Zo'n 12 uur voordat je van plan bent de pap te gaan eten, doe je de haver in een glazen kom met het lauwwarme water, het rogge- of boekweitmeel en de appelazijn. Roer alles even goed door elkaar, dek af met een bord o.i.d. en laat minstens 12 uur weken.
Na de weektijd giet je ongeveer een kop van het weekwater af. Bewaar hier een paar eetlepels van, dat kun je de volgende keer dat je haver gaat weken gebruiken als starter in plaats van het roggemeel en de appelazijn.
Doe de geweekte haver samen met de kokosmelk in een pan met dikke bodem en breng rustig aan de kook. Regelmatig even roeren, het zit zo aan de bodem!

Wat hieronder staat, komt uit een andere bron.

PR #1227, opened 2021-03-12
inherit nodeReporterPort from felixconfig

ozdanborne:
## Description

Some of our users are setting the PrometheusReporterPort in FelixConfiguration (Enterprise) to prevent port conflicts with other services on their hosts. That felixconfig option gets overwritten by the env var Operator sets.

This PR enables Operator to check if the value is set in the FelixConfiguration and use that value instead of its hardcoded default.

## For PR author

- [ ] Tests for change.

## For PR reviewers

- [ ] Appropriate labels:


pkg/controller/installation/core_controller.go
```diff
@@ -913,6 +925,26 @@ func (r *ReconcileInstallation) Reconcile(ctx context.Context, request reconcile
...
+	// Operator is responsible for creating a service which maps to that port.
+	// Here, we'll check the default felixconfiguration to see if the user is specifying
+	// a non-default port, and use that value if they are.
+	nodeReporterMetricsPort := defaultNodeReporterPort
+	if instance.Spec.Variant == operator.TigeraSecureEnterprise {
+		// Query the FelixConfiguration object. We'll use this to help configure felix.
+		felixConfiguration := &crdv1.FelixConfiguration{}
+		err = r.client.Get(ctx, types.NamespacedName{Name: "default"}, felixConfiguration)
+		if err != nil && !apierrors.IsNotFound(err) {
+			r.SetDegraded("Unable to ready FelixConfiguration", err, reqLogger)
```
tmjd, line 938: typo: ready should be read

pkg/render/node.go
```diff
@@ -1086,7 +1086,7 @@ func (c *nodeComponent) nodeEnvVars() []v1.EnvVar {
 		// Add in Calico Enterprise specific configuration.
 		extraNodeEnv := []v1.EnvVar{
 			{Name: "FELIX_PROMETHEUSREPORTERENABLED", Value: "true"},
-			{Name: "FELIX_PROMETHEUSREPORTERPORT", Value: fmt.Sprintf("%d", nodeReporterPort)},
+			{Name: "FELIX_PROMETHEUSREPORTERPORT", Value: fmt.Sprintf("%d", c.nodeReporterMetricsPort)},
```
tmjd, line 1089: Should we check that the port is not zero? I think it would probably be a problem if it was. Should we set the above line to false if it is zero?

tmjd: Or maybe we should check that it is not zero in the controller and degrade if it is? :shrug:

tmjd (commented):
Looking good, maybe one validation to add to the controller?

pkg/controller/installation/core_controller.go
```diff
@@ -913,11 +925,37 @@ func (r *ReconcileInstallation) Reconcile(ctx context.Context, request reconcile
...
+		}
+
+		// Determine the port to use for nodeReporter metrics.
+		if felixConfiguration.Spec.PrometheusReporterPort != nil {
+			nodeReporterMetricsPort = *felixConfiguration.Spec.PrometheusReporterPort
+		}
+
+		if nodeReporterMetricsPort == 0 {
+			err := errors.New("felixConfiguration prometheusReporterPort=0 not supported")
+			r.SetDegraded("", err, reqLogger)
```
tmjd, line 949: I think we need to have something in the 1st field because that is the Degraded "reason", I think saying "Invalid metrics port" would work and you can keep the error message as you have it.

tmjd (approved):
LGTM

PR #1233, opened 2021-03-18
[v1.14] Only enable groups params if secrets are present (google oidc)

rene-dekker:
Cannot be picked.

Only enable groups params if secrets are present (google oidc)

### DIFF
--- a/pkg/render/dex_config.go
+++ b/pkg/render/dex_config.go
@@ -458,7 +458,7 @@ func (d *dexConfig) Connector() map[string]interface{} {
 	}
 
 	//Google specific.
-	if d.idpSecret.Data[serviceAccountSecretField] != nil || d.idpSecret.Data[adminEmailSecretField] == nil {
+	if d.idpSecret.Data[serviceAccountSecretField] != nil && d.idpSecret.Data[adminEmailSecretField] != nil {
 		config["serviceAccountFilePath"] = serviceAccountSecretLocation
 		config[adminEmailSecretField] = fmt.Sprintf("$%s", googleAdminEmailEnv)
 	}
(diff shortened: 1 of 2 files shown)


pkg/render/dex_config.go
```diff
@@ -458,7 +458,7 @@ func (d *dexConfig) Connector() map[string]interface{} {
 	}
 
 	//Google specific.
-	if d.idpSecret.Data[serviceAccountSecretField] != nil || d.idpSecret.Data[adminEmailSecretField] == nil {
+	if d.idpSecret.Data[serviceAccountSecretField] != nil && d.idpSecret.Data[adminEmailSecretField] != nil {
 		config["serviceAccountFilePath"] = serviceAccountSecretLocation
```
stevegaossou, line 462: Minor: Any reason `"serviceAccountFilePath"` is hard-coded string instead of a constant like the other values? 

The string is only used once, so there's that. But, it still feels more consistent to have it defined in a const like the others.

stevegaossou (approved):
LGTM

pkg/render/dex_config.go
```diff
@@ -458,8 +459,8 @@ func (d *dexConfig) Connector() map[string]interface{} {
 	}
 
 	//Google specific.
-	if d.idpSecret.Data[serviceAccountSecretField] != nil || d.idpSecret.Data[adminEmailSecretField] == nil {
-		config["serviceAccountFilePath"] = serviceAccountSecretLocation
+	if d.idpSecret.Data[serviceAccountSecretField] != nil && d.idpSecret.Data[adminEmailSecretField] != nil {
```
tmjd, line 462: The comment above this says it is google specific and in the master branch it is only done for the connectorTypeGoogle. Should we include `connectorType == connectorTypeGoogle` in the `if` statement?

rene-dekker: We could, but it does not really matter for two reasons:
- The other connectors in dex don't read this config, so it will be ignored when the dex code parses the config.
- There is no way a user can get their hands on this config if they are not using google.
I think we can decide to leave it the way it is.

PR #1234, opened 2021-03-18
Check for nil replicas before accessing

caseydavenport:
## For PR author

- [ ] Tests for change.

## For PR reviewers

- [ ] Appropriate labels:

### DIFF
--- a/pkg/controller/migration/namespace_migration.go
+++ b/pkg/controller/migration/namespace_migration.go
@@ -270,8 +270,10 @@ func (m *CoreNamespaceMigration) ensureTyphaRoom(ctx context.Context, log logr.L
 		// No Typha running - we're good to go.
 		return nil
 	}
-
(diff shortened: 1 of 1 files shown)


tmjd (approved):
LGTM

pkg/controller/migration/namespace_migration.go
```diff
@@ -270,8 +270,10 @@ func (m *CoreNamespaceMigration) ensureTyphaRoom(ctx context.Context, log logr.L
 		// No Typha running - we're good to go.
```
caseydavenport, line 270: I think this check is bugged somehow - maybe it's not returning nil but instead just an empty struct?

tmjd: I would think we would hit this in more places than just here. Yeah it seems odd.

PR #1238, opened 2021-03-18
Add OIDC Prompt type to Authentication spec

rene-dekker:
Add prompt type so certain idps can now be supported.


api/v1/authentication_types.go
```diff
@@ -100,8 +100,30 @@ type AuthenticationOIDC struct {
 	// +optional
 	// +kubebuilder:validation:Enum=Verify;InsecureSkip
 	EmailVerification *EmailVerificationType `json:"emailVerification,omitempty"`
+
+	// PromptTypes is an optional list of string values that specifies whether the identity provider prompts the end user
+	// for re-authentication and consent. See the RFC for more information on prompt types:
+	// https://openid.net/specs/openid-connect-core-1_0.html. The defined values are:
+	// ["None", "Login", "Consent", "SelectAccount"].
```
tmjd, line 107: Do we need to have explicit validation on PromptTypes? I can't remember if we automatically get validation that only the strings matching a PromptType will be allowed.
If not then I think a a user could specify anything and it would be passed through.

api/v1/authentication_types.go
```diff
@@ -100,8 +100,30 @@ type AuthenticationOIDC struct {
...
+	// +optional
+	PromptTypes []PromptType `json:"promptTypes,omitempty"`
 }
 
+// PromptType is a value that specifies whether the identity provider prompts the end user for re-authentication and
+// consent. See the RFC for more information on prompt types: https://openid.net/specs/openid-connect-core-1_0.html
+type PromptType string
```
tmjd, line 114: Looking at what is rendered in the API Reference, we should list the allowed values in the comment on this type.

api/v1/authentication_types.go
rene-dekker: Adding the kubebuilder magic to PromptType fixed it, thanks for pointing that out!
```
spec.oidc.promptTypes: Unsupported value: "oanasd": supported values: "None", "Login", "Consent", "SelectAccount"
```

api/v1/authentication_types.go
```diff
@@ -100,8 +100,32 @@ type AuthenticationOIDC struct {
 	// +optional
 	// +kubebuilder:validation:Enum=Verify;InsecureSkip
 	EmailVerification *EmailVerificationType `json:"emailVerification,omitempty"`
+
+	// PromptTypes is an optional list of string values that specifies whether the identity provider prompts the end user
+	// for re-authentication and consent. See the RFC for more information on prompt types:
+	// https://openid.net/specs/openid-connect-core-1_0.html. The defined values are:
+	// ["None", "Login", "Consent", "SelectAccount"].
```
stevegaossou, line 107: Minor: Since you already explain the allowable values and the RFC further down with the PromptType declaration, you don't need to also explain it here. 

I think the first sentence you have adequate, though it may be worth mentioning what the default behaviour is (if the user does not define PromptTypes).

pkg/render/dex_config.go
```diff
@@ -479,6 +479,25 @@ func (d *dexConfig) Connector() map[string]interface{} {
...
+					prompts[i] = "select_account"
+				case oprv1.PromptTypeLogin:
+					prompts[i] = "login"
+				case oprv1.PromptTypeConsent:
+					prompts[i] = "consent"
+				}
+			}
+			// RFC specifies space delimited case sensitive list: https://openid.net/specs/openid-connect-core-1_0.html#AuthRequest
+			config["promptType"] = strings.Join(prompts, " ")
+		}
```
stevegaossou, line 500: Minor: The Connector function is starting to grow in size. Might be easier to read to split case into a separate function (at some point).

stevegaossou (approved):
LGTM

pkg/render/dex_config.go
rene-dekker: I'd like to defer this for now.

api/v1/authentication_types.go
tmjd: I still don't see the allowed values in this comment.

rene-dekker: Added. I used the "One of: ..." way for showing the options. This seems to have been used a lot in the recent past.

tmjd: Ok, just for my info, does the api reference do anything special with that?

tmjd (approved):
LGTM

PR #1247, opened 2021-03-29
Add rights to access licenkeys for kube-controller

asincu:
## Description

Adding rights to list/watch/get licensekeys from a management cluster and create/update from a managed cluster.

## For PR author

- [ ] Tests for change.

## For PR reviewers

- [ ] Appropriate labels:

### DIFF
--- a/pkg/render/kube-controllers.go
+++ b/pkg/render/kube-controllers.go
@@ -242,6 +242,12 @@ func (c *kubeControllersComponent) controllersRole() *rbacv1.ClusterRole {
 				Verbs:     []string{"watch", "list", "get"},
 			},
 			{
+				// Needed to validate the license
+				APIGroups: []string{"projectcalico.org"},
+				Resources: []string{"licensekeys"},
+				Verbs:     []string{"get", "watch", "list"},
+			},
+			{
 				// calico-kube-controllers requires tiers create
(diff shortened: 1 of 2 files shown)


rene-dekker (approved):
lgtm

pkg/render/kube-controllers.go
```diff
@@ -283,6 +289,14 @@ func (c *kubeControllersComponent) controllersRole() *rbacv1.ClusterRole {
 				Verbs:     []string{"create"},
 			})
 		}
+
+		if c.managementClusterConnection != nil {
+			role.Rules = append(role.Rules, rbacv1.PolicyRule{
```
tmjd, line 294: How does this work since the actual create/update comes from the management cluster?
Does guardian impersonate kube-controller in the managed cluster, so operator in the managed cluster needs to give kube-controller permissions to create/update the licensekeys even though the kube-controller in the managed cluster won't be doing anything with licenses.

asincu: Yes, all API requests that pass through the tunnel use impersonation.

rene-dekker: That is right. Guardian impersonates ckc and for this the role should be present.

PR #1251, opened 2021-04-05
Cert management for Elasticsearch

rene-dekker:
Add certificate management for Elasticsearch.

### DIFF
--- a/pkg/controller/logstorage/logstorage_controller.go
+++ b/pkg/controller/logstorage/logstorage_controller.go
@@ -348,11 +348,6 @@ func (r *ReconcileLogStorage) Reconcile(ctx context.Context, request reconcile.R
 		return reconcile.Result{}, err
 	}
 
-	if ls != nil && install.CertificateManagement != nil {
-		r.status.SetDegraded("Certificate Management is not yet supported for clusters with LogStorage, please remove the setting from your Installation resource.", "")
-		return reconcile.Result{}, fmt.Errorf("certificate management is not yet supported for clusters with LogStorage, please remove the setting from your Installation resource")
-	}
-
 	managementCluster, err := utils.GetManagementCluster(ctx, r.client)
 	if err != nil {
 		reqLogger.Error(err, "Error reading ManagementCluster")
@@ -443,13 +438,13 @@ func (r *ReconcileLogStorage) Reconcile(ctx context.Context, request reconcile.R
 			esAdminUserSecret = rsecret.CopyToNamespace(rmeta.OperatorNamespace(), esAdminUserSecret)[0]
 		}
 
-		if esCertSecret, esCertSecretESCopy, esPubCertSecret, err = r.getElasticsearchCertificateSecrets(ctx); err != nil {
+		if esCertSecret, esCertSecretESCopy, esPubCertSecret, err = r.getElasticsearchCertificateSecrets(ctx, install); err != nil {
 			reqLogger.Error(err, err.Error())
 			r.status.SetDegraded("Failed to create elasticsearch secrets", err.Error())
 			return reconcile.Result{}, err
 		}
 
-		if kibanaSecrets, err = r.kibanaSecrets(ctx); err != nil {
+		if kibanaSecrets, err = r.kibanaSecrets(ctx, install); err != nil {
 			reqLogger.Error(err, err.Error())
 			r.status.SetDegraded("Failed to create kibana secrets", err.Error())
 			return reconcile.Result{}, err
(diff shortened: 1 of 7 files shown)


pkg/controller/logstorage/logstorage_controller.go
```diff
@@ -660,51 +655,71 @@ func (r *ReconcileLogStorage) deleteInvalidECKManagedPublicCertSecret(ctx contex
...
 	if err != nil {
 		return nil, nil, nil, err
 	}
 
-	// If the provided certificate secret (secret) is managed by the operator we need to check if the secret that
-	// Elasticsearch creates from that given secret (pubSecret) has the expected DNS name. If it doesn't, delete the
-	// public secret so it can get recreated.
-	if pubSecret != nil {
-		operatorManaged, err := utils.IsOperatorManaged(certSecret, "tls.crt")
+	// If Certificate management is enabled, we only want to trust the CA cert and let private key generation being handled from an init container.
```
Brian-McM, line 678: Nit "let private key generation being handled from an init container" => "let the init container handle private key generation"

pkg/controller/logstorage/logstorage_controller.go
```diff
@@ -660,51 +655,71 @@ func (r *ReconcileLogStorage) deleteInvalidECKManagedPublicCertSecret(ctx contex
...
-			if err == utils.ErrInvalidCertDNSNames {
-				if err := r.deleteInvalidECKManagedPublicCertSecret(ctx, pubSecret); err != nil {
-					return nil, nil, nil, err
+		operatorManaged := utils.IsOperatorIssued(oprKeyCertIssuer)
+
+		// If the provided certificate secret (secret) is managed by the operator we need to check if the secret that
+		// Elasticsearch creates from that given secret (pubSecret) has the expected DNS name. If it doesn't, delete the
+		// public secret so it can get recreated.
+		if pubSecret != nil {
+
```
Brian-McM, line 708: Nit rogue space

pkg/controller/logstorage/logstorage_controller.go
```diff
@@ -660,51 +655,71 @@ func (r *ReconcileLogStorage) deleteInvalidECKManagedPublicCertSecret(ctx contex
...
+	// If Certificate management is enabled, we only want to trust the CA cert and let private key generation being handled from an init container.
+	if instl.CertificateManagement != nil {
+		cmCa := instl.CertificateManagement.CACert
+		cmIssuer, err := utils.GetCertificateIssuer(cmCa)
+		if err != nil {
+			return nil, nil, nil, err
+		}
+
+		if cmIssuer != oprKeyCertIssuer && !utils.IsOperatorIssued(oprKeyCertIssuer) {
+			return nil, nil, nil, fmt.Errorf("certificate management does not support custom Elastic secrets, please delete secret %s/%s or disable certificate management", oprKeyCert.Namespace, oprKeyCert.Name)
```
Brian-McM, line 687: This is something the user will likely see so could you please say Elasticsearch and not Elastic.

Also, I'm not sure "custom Elastic secrets" is right, you mean "customer Elasticsearch certificates" right?

Brian-McM: I'm also wondering if it's a fair assumption to just overwrite the certificate or delete if they own it if they have enabled certification management. Enabling certificate management sort of singles user intent that they expect this certificate to be managed by the system they've configured. I'd run this by @tmjd though first.

pkg/render/logstorage.go
```diff
@@ -586,6 +614,113 @@ func (es elasticsearchComponent) podTemplate() corev1.PodTemplateSpec {
...
+	var autoMountToken bool
+	if es.installation.CertificateManagement != nil {
+
+		// If certificate management is used, we need to override a mounting options for this init container.
+		initFSName := "elastic-internal-init-filesystem"
+		initFSContainer := corev1.Container{
+			Name:  initFSName,
+			Image: es.esImage,
+			SecurityContext: &corev1.SecurityContext{
+				Privileged: ptr.BoolToPtr(true),
```
Brian-McM, line 626: Can you double check with the security team that we can do this?

pkg/render/logstorage.go
```diff
@@ -586,6 +614,113 @@ func (es elasticsearchComponent) podTemplate() corev1.PodTemplateSpec {
...
+				RunAsUser:  ptr.Int64ToPtr(0),
+			},
+			Args: []string{"bash", "-c", "/mnt/elastic-internal/scripts/prepare-fs.sh"},
```
Brian-McM, line 629: Does the configuration get merged with the default init container that's there, or is the init container overwritten completely by this? I ask because if it's overwritten completely you're missing the resource limits, but if it's merged then these arguments are the same as before so you probably don't need to use include them.

pkg/controller/logstorage/logstorage_controller.go
rene-dekker: I mean the "custom" secrets.

> I'm also wondering if it's a fair assumption to just overwrite the certificate or delete if they own it if they have enabled certification management.
I thought about this quite a bit. I asked CS, Tesla and Solutions and it seems like nobody ever used the BYO secrets feature, which is a good thing. For the hypothetical scenario in which a customer did bring his own certificate, I am hesitant to delete it, as we cannot judge how hard it was to obtain that certificate for them. They may be disappointed to see being deleted. Logging an error seemed like the appropriate thing to do.

If @Brian-McM or @tmjd or anyone else reviewing this feel that deleting it is better, I can be pusuaded.

pkg/render/logstorage.go
rene-dekker: They are aware. This is not new. The init container has always existed and has always been privileged. For this reason we maintain a table/spreadsheet somewhere in the docs to show our progress on privileged containers where we have an entry for Elasticsearch.

pkg/render/logstorage.go
rene-dekker: I'm astounded by this insight, really nice. I've noticed that some things they merge, others they don't. I will verify this and deal with it if necessary before resolving this thread.

pkg/render/logstorage.go
rene-dekker: Actually, it works without it being privileged, so I will address this, thanks.

pkg/render/logstorage.go
rene-dekker: Added the resources, thanks!

pkg/controller/logstorage/logstorage_controller.go
```diff
@@ -660,51 +655,70 @@ func (r *ReconcileLogStorage) deleteInvalidECKManagedPublicCertSecret(ctx contex
...
 			}
-		}
 
-		pubSecret = rsecret.CopyToNamespace(rmeta.OperatorNamespace(), pubSecret)[0]
+			oprCert = rsecret.CopyToNamespace(rmeta.OperatorNamespace(), pubSecret)[0]
+		}
 	}
 
-	return certSecret, certSecretESCopy, pubSecret, nil
+	return oprKeyCert, esKeyCert, oprCert, err
```
asincu, line 721: I think we should rename the third variable to pubSecret. I find having both `oprKeyCert` and `oprCert` confusing.

pkg/controller/logstorage/logstorage_controller.go
```diff
@@ -721,7 +735,22 @@ func (r *ReconcileLogStorage) shouldApplyElasticTrialSecret(ctx context.Context)
 	return false, nil
 }
 
-func (r *ReconcileLogStorage) kibanaSecrets(ctx context.Context) ([]*corev1.Secret, error) {
+// createCaCert is a convenience method for creating a secret that contains the ca to trust.
+func createCaCertSecret(caPem []byte, secretName string, namespace string) *corev1.Secret {
```
asincu, line 739: I suggest moving this into a utils package.

pkg/render/logstorage.go
```diff
@@ -852,9 +997,14 @@ func (es elasticsearchComponent) nodeSetTemplate(pvcTemplate corev1.PersistentVo
 			"op.issuer":                   fmt.Sprintf("%s/dex", es.dexCfg.ManagerURI()),
 			"op.authorization_endpoint":   fmt.Sprintf("%s/dex/auth", es.dexCfg.ManagerURI()),
 			"ssl.certificate_authorities": []string{"/usr/share/elasticsearch/config/dex/tls-dex.crt"},
+			// todo: Add certificate management for dex. This planned already and will be a separate PR.
```
asincu, line 1000: Let's just keep this todo mentally.

asincu (commented):
Looks good! I added some small comments.

pkg/controller/logstorage/logstorage_controller.go
```diff
@@ -660,51 +655,70 @@ func (r *ReconcileLogStorage) deleteInvalidECKManagedPublicCertSecret(ctx contex
...
-		operatorManaged, err := utils.IsOperatorManaged(certSecret, "tls.crt")
+	// If Certificate management is enabled, we only want to trust the CA cert andlet the init container handle private key generation.
+	if instl.CertificateManagement != nil {
+		cmCa := instl.CertificateManagement.CACert
+		cmIssuer, err := utils.GetCertificateIssuer(cmCa)
+		if err != nil {
+			return nil, nil, nil, err
+		}
+
+		if cmIssuer != oprKeyCertIssuer && !utils.IsOperatorIssued(oprKeyCertIssuer) {
```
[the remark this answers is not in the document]
rene-dekker: There are three possible issuers: certManagement, operator, customer.
- If the cert is issued by the customer and at the same time certmanagement is enabled, we want to throw an error.
- CertManagement issuer is not the same as the operator issuer.
- There is an edge case possibility that certManagement and customer are the same issuer, but in this case we should be good to proceed without error.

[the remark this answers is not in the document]
rene-dekker: I will add a comment in the code to make it more clear.

pkg/controller/logstorage/logstorage_controller.go
rene-dekker: I have already done this in the next PR that is about to follow. Please ignore for now.

asincu (approved):

pkg/controller/logstorage/logstorage_controller.go
tmjd: I think erroring is the correct thing to do if the custom certs were provided and cert management is enabled.

Brian-McM: Naw I'm good with the error, it seems like the right thing to do.

tmjd (commented):
Some questions

pkg/controller/logstorage/logstorage_controller.go
```diff
@@ -732,11 +767,20 @@ func (r *ReconcileLogStorage) kibanaSecrets(ctx context.Context) ([]*corev1.Secr
...
 	if err != nil {
 		return nil, err
 	}
 
+	if instl.CertificateManagement != nil {
+		return []*corev1.Secret{
+			secret,
+			rsecret.CopyToNamespace(render.KibanaNamespace, secret)[0],
+			createCaCertSecret(instl.CertificateManagement.CACert, relasticsearch.PublicCertSecret, render.KibanaNamespace),
+			createCaCertSecret(instl.CertificateManagement.CACert, render.KibanaPublicCertSecret, rmeta.OperatorNamespace()),
```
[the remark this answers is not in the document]
rene-dekker: Other controllers will already mount this secret when they need to trust Kibana, so it will work automagically and keep the code simpler.

pkg/controller/logstorage/logstorage_controller.go
```diff
@@ -732,11 +767,20 @@ func (r *ReconcileLogStorage) kibanaSecrets(ctx context.Context) ([]*corev1.Secr
...
+	secret, err = utils.EnsureCertificateSecret(render.TigeraKibanaCertSecret, secret, corev1.TLSPrivateKeyKey, corev1.TLSCertKey, rmeta.DefaultCertificateDuration, svcDNSNames...)
 	if err != nil {
 		return nil, err
 	}
 
+	if instl.CertificateManagement != nil {
+		return []*corev1.Secret{
+			secret,
+			rsecret.CopyToNamespace(render.KibanaNamespace, secret)[0],
+			createCaCertSecret(instl.CertificateManagement.CACert, relasticsearch.PublicCertSecret, render.KibanaNamespace),
```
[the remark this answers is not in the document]
rene-dekker: Yes, PublicCertSecret is the Elasticsearch cert that Kibana should trust, whereas KibanaPublicCertSecret is the kibana cert that other servers should trust when connecting to kibana.

pkg/render/logstorage_test.go
```diff
@@ -1509,7 +1609,7 @@ var deleteLogStorageTests = func(managementCluster *operatorv1.ManagementCluster
 }
 
 func compareResources(resources []client.Object, expectedResources []resourceTestObj) {
-	Expect(len(resources)).To(Equal(len(expectedResources)))
+	// First compare item-by-item, as it provides clear error messages.
```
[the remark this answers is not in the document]
rene-dekker: I considered that, but then I thought that panic gives me about the same information the len() check would. I'll revert, I can always temporarily do it while running my ut suite.

tmjd (approved):
LGTM
Please make sure the test plan includes explicitly testing with a basic license, not Trial since they will be common in Calico Cloud.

Als het kookt, zet je het op de laagste pit met vlamverdeler (als je op gas kookt) en laat het in zo'n 20 minuten gaar sudderen. Voeg na een minuut of 10 de appelstukjes, kruiden en rietsuiker melasse toe en laat dit even mee sudderen.
Als de pap te dik is, kun je er extra (kokos)melk, slagroom of water door roeren.
Roer er de boter door tot deze gesmolten is en het vanille extract, het zout en en eventueel palmbloesemsuiker naar smaak.
Eet smakelijk!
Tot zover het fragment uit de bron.